Operating Leverage for Small Business: When You Should Use

What is operating leverage, and when does it make sense to use it to improve profits? Let’s ignore the financial mumbo-jumbo filled with words that don’t make a lot of sense to the layman business owner without an MBA. Basically, operating leverage speaks to how having debt, or a loan can affect a company’s bottom line profit.

In some cases, having debt can improve a company’s profits. However, having debt that is not supported by increased sales can lead to the company going bankrupt.  For the most part, operating leverage is about controlling business risk.

To better understand the role of operating leverage for a small business, we first need to recognize that when it comes to business expenses, some expenses can be classified as a fixed expense and others as a variable expense.

Fixed expenses are expenses that do not change from month to month. A common and simple way to understand fixed expenses is using the example of rent. Whether you have a good month in sales or a bad month, the landlord gets the same amount of rent. 

Variable expenses are expenses that are incurred only if you make a sale. For example, if you sell a product, your wholesale cost of the product is a variable expense. Direct employees or contractors hired to deliver a service and who could be cut loose when the work goes away are also examples of a variable expense.

However, when we are talking about “operating leverage” we are talking specifically about the role of debt as a fixed expense to a company. For clarification, “Debt” is the principal and interest payments you pay to a lender. As with rent, debt is a fixed expense that you pay to a lender no matter how many times an asset was used.  Regardless of whether you had a good or bad month in terms of revenue, the lender still receives the same monthly loan payment.

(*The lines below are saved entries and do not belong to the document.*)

PR #111, opened 2024-09-12
[ENG-6037] Dropbox implementation 

Vlad0n20:


addon_imps/storage/dropbox.py
```diff
@@ -0,0 +1,113 @@
...
+                    "path": "/",
+                    "recursive": True,
+                },
+            ) as _response:
+                _parsed = _DropboxParsedJson(await _response.json_content())
+                return storage.ItemSampleResult(
+                    items=list(_parsed.item_results()),
+                    total_count=len(_parsed.response_json["entries"]),
+                    next_sample_cursor=_parsed.response_json["cursor"],
+                )
```
opaduchak, line 43: so, if we pass not falsy `item_id` , it will return nothing?

addon_imps/storage/dropbox.py
```diff
@@ -0,0 +1,113 @@
...
+    ) -> bool:
+        return self.ITEM_TYPE[item_json["type"]] == item_type
+
+    def item_results(
+        self,
+        item_type: storage.ItemType | None = None,
+    ) -> typing.Iterator[storage.ItemResult]:
+        for _item in self.response_json["entries"]:
+            if (item_type is None) or self._item_has_type(_item, item_type):
+                yield self._parse_item(_item)
```
opaduchak, line 113: Is there no way to filter it on DropBox side?
Just question

addon_imps/storage/dropbox.py
```diff
@@ -0,0 +1,113 @@
...
+        return await self.get_item_info("")
+
+    async def get_item_info(self, item_id: str) -> storage.ItemSampleResult:
+        if not item_id:
+            async with self.network.POST(
+                "files/list_folder",
+                {
+                    "include_non_downloadable_files": True,
+                    "path": "/",
+                    "recursive": True,
```
opaduchak, line 35: what does recursive parameter mean? Would that return contents of subfolders? I don't believe this is the behaviour we'd want

addon_imps/storage/dropbox.py
```diff
@@ -0,0 +1,113 @@
...
+    async def list_root_items(self, page_cursor: str = "") -> storage.ItemSampleResult:
+        if page_cursor:
+            async with self.network.POST(
+                "/files/list_folder/continue",
+                {"cursor": page_cursor},
+            ) as _response:
+                _parsed = _DropboxParsedJson(await _response.json_content())
+                return storage.ItemSampleResult(
+                    items=list(_parsed.item_results()),
+                )
```
opaduchak, line 24: don't we need to return `next_sample_cursor` or `total_count` here

opaduchak (changes requested):

addon_imps/storage/dropbox.py
Vlad0n20: I use this function only in one place, where I pass the item_id as '', so that the item_id will not falsy

addon_imps/storage/dropbox.py
Vlad0n20: I couldn't find a way to do this on  DropBox side

addon_imps/storage/dropbox.py
Vlad0n20: Yes, the recursive parameter means that returns the contents of subfolder. I thought that we need it, I'll remove that behaviour.

addon_imps/storage/dropbox.py
Vlad0n20: Oh yeh, I missed it

addon_imps/storage/dropbox.py
opaduchak: This is being used by frontend to fetch item details, in this case there will be non-falsy values
Moreover implementation mustn't assume how it's public API will be used

.idea/.gitignore
```diff
@@ -0,0 +1,8 @@
+# Default ignored files
+/shelf/
+/workspace.xml
+# Editor-based HTTP Client requests
+/httpRequests/
+# Datasource local storage ignored files
+/dataSources/
+/dataSources.local.xml
```
opaduchak, line 8: please remove all .idea files

addon_imps/storage/dropbox.py
```diff
@@ -0,0 +1,118 @@
...
+        self,
+        item_id: str,
+        page_cursor: str = "",
+        item_type: storage.ItemType | None = None,
+    ) -> storage.ItemSampleResult:
+        if page_cursor:
+            async with self.network.POST(
+                "files/list_folder/continue",
+                json={"cursor": page_cursor},
+            ) as _response:
```
opaduchak, line 60: have you tested this case?

addon_service/migrations/0003_configuredcitationaddon_root_folder_and_more.py
```diff
@@ -1,4 +1,5 @@
-# Generated by Django 4.2.7 on 2024-09-10 13:51
+
+# Generated by Django 4.2.7 on 2024-09-10 13:10
```
opaduchak, line 2: please remove these unneeded diffs

addon_imps/storage/dropbox.py
```diff
@@ -0,0 +1,118 @@
...
+                _parsed = _DropboxParsedJson(await _response.json_content())
+                return storage.ItemSampleResult(
+                    items=list(_parsed.item_results()),
+                    total_count=len(_parsed.response_json["entries"]),
+                    next_sample_cursor=_parsed.response_json["cursor"],
+                )
```
opaduchak, line 27: this may be replaced by list_child_items

addon_imps/storage/dropbox.py
```diff
@@ -0,0 +1,118 @@
...
+    async def list_child_items(
+        self,
+        item_id: str,
+        page_cursor: str = "",
+        item_type: storage.ItemType | None = None,
+    ) -> storage.ItemSampleResult:
+        if page_cursor:
+            async with self.network.POST(
+                "files/list_folder/continue",
+                json={"cursor": page_cursor},
```
opaduchak, line 59: don't we still need path if we have cursor?

opaduchak (changes requested):

addon_imps/storage/dropbox.py
Vlad0n20: Cursor already have information about  needed path

addon_imps/storage/dropbox.py
Vlad0n20: done

addon_imps/storage/dropbox.py
```diff
@@ -0,0 +1,110 @@
...
+    """
+
+    async def get_external_account_id(self, _: dict[str, str]) -> str:
+        return ""
+
+    async def list_root_items(self, page_cursor: str = "") -> storage.ItemSampleResult:
+        if page_cursor:
+            return await self.list_child_items(item_id="", page_cursor=page_cursor)
+        result = await self.list_child_items("")
+        return result
```
opaduchak, line 20:
```suggestion
        return self.list_child_items(item_id="", page_cursor=page_cursor)
```

opaduchak, line 20: this if is unneeded, please just call `self.list_child_items`

opaduchak (changes requested):

addon_imps/storage/dropbox.py
```diff
@@ -0,0 +1,100 @@
...
+from addon_toolkit.interfaces.storage import ItemType
+
+
+class DropboxStorageImp(storage.StorageAddonHttpRequestorImp):
+    """storage on dropbox.com
+    see https://www.dropbox.com/developers/documentation/http/documentation
+    """
+
+    async def get_external_account_id(self, _: dict[str, str]) -> str:
+        return ""
```
adlius, line 14: Do we not need the external account id? Or does Dropbox not have external account id available?

adlius (approved):
LGTM. One question.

When Is Operating Leverage A Good Thing?

As we discussed in the video “Why You Need To Conduct A Break-Even Analysis“, when your business fails to consistently exceed their break-even, the business should not take on debt.  This is because the fixed expense of the loan payment creates a greater monthly expense that increases the loss amount the business suffers each month. When a business is not consistently meeting its break-even, it is far better to just rent equipment only when needed rather than buy it and incurring a fixed monthly expense over the term of the loan. Fixed expenses represent a risk to both the company and the lender if it ends in default.  

Let’s consider a landscaping company that has a need for a skid steer loader for about 1 week a month.  It would cost the company about $900 to rent a skid steer loader for a week.  However, if the business were to buy a skid steer loader, the principal and interest payment might be closer to about around $1,700 per month. 

Therefore, if the business chooses to buy the skid steer loader rather than rent it, the company would have $800 per month in additional operating expenses each and every month.  If you further consider that as a landscaping company during the winter months, you may not have any revenue coming in at all, yet you would still have the $1,700 per month loan payment it is easy to see how fixed expenses in the form of debt payments for idle equipment can quickly drive a business into insolvency.

However, when a business consistently exceeds its break-even, then the business may want to consider buying equipment with debt.  In our skid steer loader example, the business would have to use the skid steer loader for about 24 weeks a year to have the math make sense to buy the skid steer loader vs buying it.   

Operating leverage is a part of your Economic Model, and is the relationship between fixed costs and variable costs as a way to measure risk.

A landscaping company that rents a skid steer loader when they have a job that needs a skid steer loader will have higher variable costs and lower fixed costs and would be said to have low operating leverage. The same company that owns a skid steer loader will have a higher fixed cost and a lower variable cost and is said to have high operating leverage.

The first company that rents the skid steer loader only has the expense when they have a job that requires a skid steer loader but pays more money when they need it, while the second company that owns the asset and likely has a fixed monthly principal and interest payment that it spreads across all the jobs that require a skid steer loader.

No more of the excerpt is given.